_TASK TO COMPLETE_.
Write out, unaltered, each line from the top of the records below down to the line where "by this PR:**" appears, that line included.

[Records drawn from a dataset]
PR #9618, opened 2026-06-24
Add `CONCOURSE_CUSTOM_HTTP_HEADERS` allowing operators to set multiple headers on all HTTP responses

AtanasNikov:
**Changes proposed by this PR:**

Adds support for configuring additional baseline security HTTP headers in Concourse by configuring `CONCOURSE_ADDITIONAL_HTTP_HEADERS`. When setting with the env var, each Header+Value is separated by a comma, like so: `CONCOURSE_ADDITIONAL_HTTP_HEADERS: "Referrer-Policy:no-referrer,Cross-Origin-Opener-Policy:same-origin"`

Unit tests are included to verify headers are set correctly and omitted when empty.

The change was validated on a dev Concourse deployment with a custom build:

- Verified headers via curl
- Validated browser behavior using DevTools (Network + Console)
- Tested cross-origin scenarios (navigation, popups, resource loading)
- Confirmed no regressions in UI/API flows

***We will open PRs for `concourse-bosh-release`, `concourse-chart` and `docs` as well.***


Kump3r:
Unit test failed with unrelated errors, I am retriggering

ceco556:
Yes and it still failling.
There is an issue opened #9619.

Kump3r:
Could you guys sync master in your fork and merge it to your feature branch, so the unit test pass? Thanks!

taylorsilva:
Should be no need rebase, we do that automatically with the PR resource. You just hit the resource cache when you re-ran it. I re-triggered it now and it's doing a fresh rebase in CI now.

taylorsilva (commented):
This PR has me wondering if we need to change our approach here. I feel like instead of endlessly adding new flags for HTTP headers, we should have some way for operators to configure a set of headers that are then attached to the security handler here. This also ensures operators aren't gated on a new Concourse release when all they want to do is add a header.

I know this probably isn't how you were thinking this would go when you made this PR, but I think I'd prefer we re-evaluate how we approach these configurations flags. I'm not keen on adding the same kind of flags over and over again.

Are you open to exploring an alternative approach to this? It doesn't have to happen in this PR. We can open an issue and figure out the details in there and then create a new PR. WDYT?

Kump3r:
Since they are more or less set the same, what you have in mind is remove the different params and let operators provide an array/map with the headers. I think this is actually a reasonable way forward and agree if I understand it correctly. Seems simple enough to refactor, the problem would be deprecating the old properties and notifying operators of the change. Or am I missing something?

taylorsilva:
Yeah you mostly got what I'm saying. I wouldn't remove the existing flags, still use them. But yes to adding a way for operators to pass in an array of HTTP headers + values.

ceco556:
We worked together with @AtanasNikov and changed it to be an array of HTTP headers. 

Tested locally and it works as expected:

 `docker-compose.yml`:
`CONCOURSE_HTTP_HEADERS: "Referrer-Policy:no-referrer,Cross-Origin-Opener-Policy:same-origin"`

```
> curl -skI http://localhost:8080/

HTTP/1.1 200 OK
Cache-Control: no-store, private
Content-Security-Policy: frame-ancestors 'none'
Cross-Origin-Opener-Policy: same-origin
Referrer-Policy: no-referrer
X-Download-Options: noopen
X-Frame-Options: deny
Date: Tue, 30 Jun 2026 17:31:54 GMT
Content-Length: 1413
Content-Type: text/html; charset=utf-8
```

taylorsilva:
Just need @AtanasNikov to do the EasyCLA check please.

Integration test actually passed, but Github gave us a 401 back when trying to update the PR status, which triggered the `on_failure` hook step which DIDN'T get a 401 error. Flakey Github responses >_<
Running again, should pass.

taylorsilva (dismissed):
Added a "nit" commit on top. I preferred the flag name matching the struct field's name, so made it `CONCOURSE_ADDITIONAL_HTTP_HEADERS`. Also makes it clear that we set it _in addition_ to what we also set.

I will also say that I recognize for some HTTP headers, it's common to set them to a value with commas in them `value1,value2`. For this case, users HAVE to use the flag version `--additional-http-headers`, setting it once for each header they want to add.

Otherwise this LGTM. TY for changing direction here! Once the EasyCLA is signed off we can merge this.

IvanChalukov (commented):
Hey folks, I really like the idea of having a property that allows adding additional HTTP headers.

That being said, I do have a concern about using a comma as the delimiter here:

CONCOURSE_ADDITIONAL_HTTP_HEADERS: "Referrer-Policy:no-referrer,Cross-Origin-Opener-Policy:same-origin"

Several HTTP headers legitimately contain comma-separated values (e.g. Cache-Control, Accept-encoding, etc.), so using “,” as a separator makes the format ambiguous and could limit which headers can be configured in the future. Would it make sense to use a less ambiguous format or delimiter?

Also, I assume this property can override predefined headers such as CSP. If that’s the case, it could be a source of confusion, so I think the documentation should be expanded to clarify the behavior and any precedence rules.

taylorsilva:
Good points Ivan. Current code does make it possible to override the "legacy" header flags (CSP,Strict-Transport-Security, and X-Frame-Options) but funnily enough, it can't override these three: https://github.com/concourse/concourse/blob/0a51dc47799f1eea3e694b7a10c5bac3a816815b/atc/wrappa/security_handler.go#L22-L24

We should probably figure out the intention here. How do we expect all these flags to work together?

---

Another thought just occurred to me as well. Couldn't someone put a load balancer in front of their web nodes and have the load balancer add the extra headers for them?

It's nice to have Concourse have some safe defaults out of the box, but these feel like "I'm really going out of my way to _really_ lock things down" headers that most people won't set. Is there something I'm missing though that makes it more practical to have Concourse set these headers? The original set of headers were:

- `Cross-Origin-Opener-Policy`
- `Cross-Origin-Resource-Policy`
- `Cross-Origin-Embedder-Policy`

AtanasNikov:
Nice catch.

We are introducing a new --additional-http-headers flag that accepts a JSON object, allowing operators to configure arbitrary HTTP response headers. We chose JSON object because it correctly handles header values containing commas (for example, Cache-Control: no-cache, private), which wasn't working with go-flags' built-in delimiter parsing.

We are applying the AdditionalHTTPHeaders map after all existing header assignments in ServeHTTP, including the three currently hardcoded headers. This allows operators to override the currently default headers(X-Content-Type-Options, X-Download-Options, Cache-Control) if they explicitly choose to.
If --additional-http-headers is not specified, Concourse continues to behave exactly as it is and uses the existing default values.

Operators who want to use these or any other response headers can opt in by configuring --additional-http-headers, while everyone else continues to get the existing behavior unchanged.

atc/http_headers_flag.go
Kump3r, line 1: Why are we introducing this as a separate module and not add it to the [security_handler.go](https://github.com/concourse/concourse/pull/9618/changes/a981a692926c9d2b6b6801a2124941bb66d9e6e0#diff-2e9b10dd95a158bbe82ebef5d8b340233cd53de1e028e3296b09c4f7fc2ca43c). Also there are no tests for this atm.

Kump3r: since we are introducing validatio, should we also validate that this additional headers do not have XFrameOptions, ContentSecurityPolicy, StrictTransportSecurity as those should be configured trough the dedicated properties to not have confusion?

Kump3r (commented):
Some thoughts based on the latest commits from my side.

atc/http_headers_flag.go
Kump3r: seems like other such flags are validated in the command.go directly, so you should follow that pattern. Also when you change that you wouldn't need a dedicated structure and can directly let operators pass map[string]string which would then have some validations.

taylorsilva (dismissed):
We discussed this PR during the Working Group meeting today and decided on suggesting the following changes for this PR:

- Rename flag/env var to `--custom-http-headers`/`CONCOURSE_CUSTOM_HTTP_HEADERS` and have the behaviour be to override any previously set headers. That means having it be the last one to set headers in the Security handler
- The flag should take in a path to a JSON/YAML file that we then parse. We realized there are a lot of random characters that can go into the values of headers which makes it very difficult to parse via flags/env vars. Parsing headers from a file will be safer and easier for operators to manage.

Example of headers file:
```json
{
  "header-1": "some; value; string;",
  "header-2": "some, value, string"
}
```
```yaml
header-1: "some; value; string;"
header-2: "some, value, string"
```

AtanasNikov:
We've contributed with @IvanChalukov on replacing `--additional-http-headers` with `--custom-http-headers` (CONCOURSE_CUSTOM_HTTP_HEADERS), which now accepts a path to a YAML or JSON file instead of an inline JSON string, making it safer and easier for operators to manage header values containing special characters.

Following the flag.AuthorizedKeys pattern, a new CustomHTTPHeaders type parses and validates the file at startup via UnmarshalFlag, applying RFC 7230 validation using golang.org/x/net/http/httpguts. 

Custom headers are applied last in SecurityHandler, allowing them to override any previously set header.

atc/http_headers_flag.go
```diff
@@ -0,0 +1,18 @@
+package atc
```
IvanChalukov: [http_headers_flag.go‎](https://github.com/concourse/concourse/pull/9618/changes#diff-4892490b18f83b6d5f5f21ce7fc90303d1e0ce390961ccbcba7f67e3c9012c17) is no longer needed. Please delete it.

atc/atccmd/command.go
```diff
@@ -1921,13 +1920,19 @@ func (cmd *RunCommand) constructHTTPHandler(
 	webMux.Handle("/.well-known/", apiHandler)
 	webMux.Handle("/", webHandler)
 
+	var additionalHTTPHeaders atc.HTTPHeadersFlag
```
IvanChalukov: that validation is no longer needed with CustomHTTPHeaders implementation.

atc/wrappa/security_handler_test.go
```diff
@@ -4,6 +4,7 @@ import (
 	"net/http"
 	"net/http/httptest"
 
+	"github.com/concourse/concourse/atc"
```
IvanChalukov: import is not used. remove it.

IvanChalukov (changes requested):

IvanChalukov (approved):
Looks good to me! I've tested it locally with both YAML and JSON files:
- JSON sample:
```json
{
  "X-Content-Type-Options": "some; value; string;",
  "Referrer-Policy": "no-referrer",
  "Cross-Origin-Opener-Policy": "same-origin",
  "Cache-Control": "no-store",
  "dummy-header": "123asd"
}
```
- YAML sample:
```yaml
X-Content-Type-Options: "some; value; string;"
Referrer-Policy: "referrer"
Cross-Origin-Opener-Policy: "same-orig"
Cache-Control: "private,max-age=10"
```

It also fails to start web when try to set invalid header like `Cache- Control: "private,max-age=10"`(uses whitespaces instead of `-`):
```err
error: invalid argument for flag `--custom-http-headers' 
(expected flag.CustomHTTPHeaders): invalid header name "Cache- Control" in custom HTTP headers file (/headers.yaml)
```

_RESPONSE TO THIS EXERCISE_.
PR #9618, opened 2026-06-24
Add `CONCOURSE_CUSTOM_HTTP_HEADERS` allowing operators to set multiple headers on all HTTP responses

AtanasNikov:
**Changes proposed by this PR:**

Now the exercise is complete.